Best of luck to you and your fish, and if I find anything else in the next few days, I will PM you with the information.
Wow...that's a lot to take in. Thanks so much for doing the research for me - most appreciated. Since the fish is eating and swimming normally and shows no visible signs of distress, I hesitate to euthanise so quickly.
I think the bucket method might a better option.
I do have a question, though: you mentioned that Malachite Green is one of the harshest chemicals available to treat ich, and that the fish is probably suffering as a result of the treatment. If this other stuff is even more potent, would it not be even worse to subject the fish to? Or is this the only alternative since the Malachite Green was not overly effective?

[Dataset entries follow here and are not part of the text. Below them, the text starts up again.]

PR #7337, opened 2024-07-17
Extend `contains` EL expression

jpbempel:
# What Does This Do
Add support for array/list/map/set of the `contains` EL expression when calling `contains` on array/list or set it will iterate on all elements to find it. On Maps we are using the `containsKey` method.

# Motivation

# Additional Notes

Jira ticket: [DEBUG-2488]

[DEBUG-2488]: https://datadoghq.atlassian.net/browse/DEBUG-2488?atlOrigin=eyJpIjoiNWRkNTljNzYxNjVmNDY3MDlhMDU5Y2ZhYzA5YTRkZjUiLCJwIjoiZ2l0aHViLWNvbS1KU1cifQ

### DIFF
--- a/dd-java-agent/agent-debugger/debugger-el/src/main/java/com/datadog/debugger/el/expressions/ContainsExpression.java
+++ b/dd-java-agent/agent-debugger/debugger-el/src/main/java/com/datadog/debugger/el/expressions/ContainsExpression.java
@@ -1,15 +1,61 @@
 package com.datadog.debugger.el.expressions;
 
+import com.datadog.debugger.el.EvaluationException;
+import com.datadog.debugger.el.PrettyPrintVisitor;
+import com.datadog.debugger.el.Value;
 import com.datadog.debugger.el.Visitor;
-import com.datadog.debugger.el.values.StringValue;
+import com.datadog.debugger.el.values.CollectionValue;
+import datadog.trace.bootstrap.debugger.el.ValueReferenceResolver;
 
-public class ContainsExpression extends StringPredicateExpression {
-  public ContainsExpression(ValueExpression<?> sourceString, StringValue str) {
-    super(sourceString, str, String::contains, "contains");
+public class ContainsExpression implements BooleanExpression {
+  private final ValueExpression<?> target;
+  private final ValueExpression<?> value;
+
+  public ContainsExpression(ValueExpression<?> target, ValueExpression<?> value) {
+    this.target = target != null ? target : ValueExpression.NULL;
+    this.value = value;
+  }
+
+  @Override
+  public Boolean evaluate(ValueReferenceResolver valueRefResolver) {
+    Value<?> targetValue = target.evaluate(valueRefResolver);
+    if (targetValue.isUndefined()) {
+      throw new EvaluationException(
+          "Cannot evaluate the expression for undefined value", PrettyPrintVisitor.print(this));
+    }
+    if (targetValue.isNull()) {
+      throw new EvaluationException(
+          "Cannot evaluate the expression for null value", PrettyPrintVisitor.print(this));
+    }
+    Value<?> val = value.evaluate(valueRefResolver);
+    if (val.isUndefined() || val.isNull()) {
+      return false;
+    }
+    if (targetValue.getValue() instanceof String) {
+      String targetStr = (String) targetValue.getValue();
+      if (val.getValue() instanceof String) {
+        String valStr = (String) val.getValue();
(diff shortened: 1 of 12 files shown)


dd-java-agent/agent-debugger/debugger-el/src/main/java/com/datadog/debugger/el/expressions/ContainsExpression.java
```diff
@@ -1,15 +1,61 @@
...
+    if (targetValue.isUndefined()) {
+      throw new EvaluationException(
+          "Cannot evaluate the expression for undefined value", PrettyPrintVisitor.print(this));
+    }
+    if (targetValue.isNull()) {
+      throw new EvaluationException(
+          "Cannot evaluate the expression for null value", PrettyPrintVisitor.print(this));
+    }
+    Value<?> val = value.evaluate(valueRefResolver);
+    if (val.isUndefined() || val.isNull()) {
```
shatzi, line 31: do we want to fail for undefined or null?

For example. maybe the user would like to do contains(array, null). 

I'm not sure about undefined...

dd-java-agent/agent-debugger/debugger-el/src/main/java/com/datadog/debugger/el/values/ListValue.java
```diff
@@ -130,6 +130,87 @@ public Value<?> get(int index) {
...
+    }
+    if (arrayHolder != null) {
+      int count = Array.getLength(arrayHolder);
+      if (arrayType.isPrimitive()) {
+        if (val.getValue() == null) {
+          return false;
+        }
+        if (arrayType == byte.class) {
+          for (int i = 0; i < count; i++) {
+            if (Array.getByte(arrayHolder, i) == (Byte) val.getValue()) {
```
shatzi, line 150: should we get (Byte) val.getValue() out of the loop?

dd-java-agent/agent-debugger/debugger-el/src/main/java/com/datadog/debugger/el/values/ListValue.java
```diff
@@ -130,6 +130,87 @@ public Value<?> get(int index) {
...
+            if (Array.getBoolean(arrayHolder, i) == (Boolean) val.getValue()) {
+              return true;
+            }
+          }
+        }
+        return false;
+      }
+      for (int i = 0; i < count; i++) {
+        Object cellValue = Array.get(arrayHolder, i);
+        if (cellValue != null && cellValue.equals(val.getValue())) {
```
shatzi, line 205: this introduce side effects. can we call "equals" at all?
Maybe we should limit contains to be on primitives only?

dd-java-agent/agent-debugger/debugger-el/src/main/java/com/datadog/debugger/el/values/MapValue.java
```diff
@@ -101,10 +101,24 @@ public Value<?> get(Object key) {
     return (Value<?>) mapHolder;
   }
 
+  @Override
+  public boolean contains(Value<?> val) {
+    if (mapHolder instanceof Map) {
+      if (WellKnownClasses.isSafe((Map<?, ?>) mapHolder)) {
+        Map<?, ?> map = (Map<?, ?>) mapHolder;
+        return map.containsKey(val.getValue());
```
shatzi, line 109: I assume that containsKey will also call "equals" on keys. This can introduce side effect. but maybe we should Ok with this as those collections works at production so calling equals should be ok?

shatzi (approved):

dd-java-agent/agent-debugger/debugger-el/src/main/java/com/datadog/debugger/el/expressions/ContainsExpression.java
jpbempel: added support for this

dd-java-agent/agent-debugger/debugger-el/src/main/java/com/datadog/debugger/el/values/ListValue.java
jpbempel: done

dd-java-agent/agent-debugger/debugger-el/src/main/java/com/datadog/debugger/el/values/ListValue.java
jpbempel: right, added checks

PR #7345, opened 2024-07-18
Add Untrusted Deserialization vulnerability

Mariovido:
# What Does This Do
Add Untrusted Deserialization vulnerability

# Motivation
Add a new vulnerability

# Additional Notes

Jira ticket: [APPSEC-17165]

[APPSEC-17165]: https://datadoghq.atlassian.net/browse/APPSEC-17165?atlOrigin=eyJpIjoiNWRkNTljNzYxNjVmNDY3MDlhMDU5Y2ZhYzA5YTRkZjUiLCJwIjoiZ2l0aHViLWNvbS1KU1cifQ

### DIFF
--- a/dd-java-agent/agent-iast/src/test/groovy/com/datadog/iast/sink/UntrustedDeserializationModuleTest.groovy
+++ b/dd-java-agent/agent-iast/src/test/groovy/com/datadog/iast/sink/UntrustedDeserializationModuleTest.groovy
@@ -1,0 +1,54 @@
+package com.datadog.iast.sink
+
+import com.datadog.iast.IastModuleImplTestBase
+import com.datadog.iast.Reporter
+import com.datadog.iast.model.Source
+import com.datadog.iast.model.Vulnerability
+import com.datadog.iast.model.VulnerabilityType
+import com.datadog.iast.taint.Ranges
+import datadog.trace.api.iast.SourceTypes
+import datadog.trace.api.iast.sink.UntrustedDeserializationModule
+
+class UntrustedDeserializationModuleTest extends IastModuleImplTestBase {
+
+  private UntrustedDeserializationModule module
+
+  def setup() {
+    module = new UntrustedDeserializationModuleImpl(dependencies)
+  }
+
+  @Override
+  protected Reporter buildReporter() {
+    return Mock(Reporter)
+  }
+
+  void 'test null value'() {
+    when:
+    module.onInputStream(null)
+
+    then:
+    0 * _
+  }
+
+  void 'test untrusted deserialization detection' () {
+    setup:
+    def inputStream = Mock(InputStream)
+
+    when:
+    module.onInputStream(inputStream)
+
+    then: 'without tainted input stream'
+    0 * reporter.report(_, _)
+
+    when:
+    taint(inputStream)
+    module.onInputStream(inputStream)
+
+    then: 'with tainted input stream'
+    1 * reporter.report(_, { Vulnerability vul -> vul.type == VulnerabilityType.UNTRUSTED_DESERIALIZATION})
+  }
+
+  private void taint(final Object value) {
+    ctx.getTaintedObjects().taint(value, Ranges.forObject(new Source(SourceTypes.REQUEST_BODY, 'name', value.toString())))
+  }
+}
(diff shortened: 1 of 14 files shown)


dd-java-agent/agent-iast/src/test/groovy/com/datadog/iast/sink/UntrustedDeserializationModuleTest.groovy
```diff
@@ -0,0 +1,54 @@
...
+    when:
+    taint(inputStream)
+    module.onInputStream(inputStream)
+
+    then: 'with tainted input stream'
+    1 * reporter.report(_, { Vulnerability vul -> vul.type == VulnerabilityType.UNTRUSTED_DESERIALIZATION})
+  }
+
+  private void taint(final Object value) {
+    ctx.getTaintedObjects().taint(value, Ranges.forObject(new Source(SourceTypes.REQUEST_BODY, 'name', value.toString())))
```
jandro996, line 52:
```suggestion
    ctx.getTaintedObjects().taint(value, [] as Range[])
```

jandro996 (approved):
LGTM

manuel-alvarez-alvarez (approved):
LGTM

I think we can expand the smoke testing in a separate PR to ensure we are not losing propagation in different scenarios:

1. Other smoke tests than spring boot as we might be losing propagation of the body (e.g. vertx, jetty, ...)
2. Multipart uploads with multiple binaries (using servlet or other APIs like commons file upload)

They are not directly related to untrusted deserialization but they really influence the rule :sweat: 

PS: Nice first PR!

dd-java-agent/instrumentation/java-io/src/main/java/datadog/trace/instrumentation/java/lang/ObjectInputStreamCallSite.java
```diff
@@ -0,0 +1,27 @@
...
+import datadog.trace.api.iast.IastCallSites;
+import datadog.trace.api.iast.InstrumentationBridge;
+import datadog.trace.api.iast.Sink;
+import datadog.trace.api.iast.VulnerabilityTypes;
+import datadog.trace.api.iast.sink.UntrustedDeserializationModule;
+import java.io.InputStream;
+
+@Sink(VulnerabilityTypes.UNTRUSTED_DESERIALIZATION)
+@CallSite(spi = IastCallSites.class)
+public class ObjectInputStreamCallSite {
```
anderruiz, line 13: Do we plan to fix this later? technically the vulnerability happens when readObject is executed. Shouldn't we follow the same pattern that @manuel-alvarez-alvarez started to taint the input stream here but then have the vulnerability when it is loaded. I am also worried about the posible FP that we may have, we were previously only launching the vulnerability on readObject and whenever a banned class was loaded or a process execution was reached

dd-smoke-tests/iast-util/src/main/java/datadog/smoketest/springboot/controller/IastWebController.java
```diff
@@ -394,6 +395,12 @@ public String headerInjectionRedaction(
     return "Ok";
   }
 
+  @GetMapping("/untrusted_deserialization")
+  public String untrustedDeserialization(HttpServletRequest request) throws IOException {
+    ObjectInputStream ois = new ObjectInputStream(request.getInputStream());
```
anderruiz, line 400: This for example should not cause a UD vulnerabilities

anderruiz (commented):
Left some comments

dd-java-agent/instrumentation/java-io/src/main/java/datadog/trace/instrumentation/java/lang/ObjectInputStreamCallSite.java
Mariovido: We have discussed it internally and have decided to follow the current approach and address it in another independent PR

dd-smoke-tests/iast-util/src/main/java/datadog/smoketest/springboot/controller/IastWebController.java
Mariovido: Same as above :)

One other query: The ailment seems to slowly be dissipating - would there be any harm in waiting to see if it leaves of its own accord? I am not totally convinced it is even ich, but I think that is what it is based on photos I found here on the site. The affected fish has some yellow granules on the right side of his body. It is mostly at the base of the caudal fin, with one on the tail and one on the pectoral fin. The two spots on the caudal and pectoral fins have disappeared, and the few spots near the tail are less in number than they were originally.
I would really like to try to keep these guys alive until we can get a bigger tank for them...even though it might be a few months.
Considering the situation, even with treatment I can only offer a 50/50 chance that this fish may survivie. If the immune system is heavily damaged, there is no way to tell what will happen and how long that will take.
If you intend to try to do this without the meds, try at least doing those daily water changes, up to 50%, and each time you do a water change, vac part of the gravel bed. This will help to keep the water quality in prime condition and will help to avoid any 2ndary infection that could set in.
Best of Luck to you and your fish, let me know if you need any further help!
I will do the 50% water changes for a few days and see if things continue to improve. If not, I will move on to the bucket method with the Acriflavin. I have also been adding a half dose of Melafix and Pimafix to the water to help ward off secondary infections, but like you pointed out, this is already a weakened fish since he was my "starter" fish, so these preventive measures may not be sufficient. I will let you know what happens.
Again, I really appreciate the info you researched!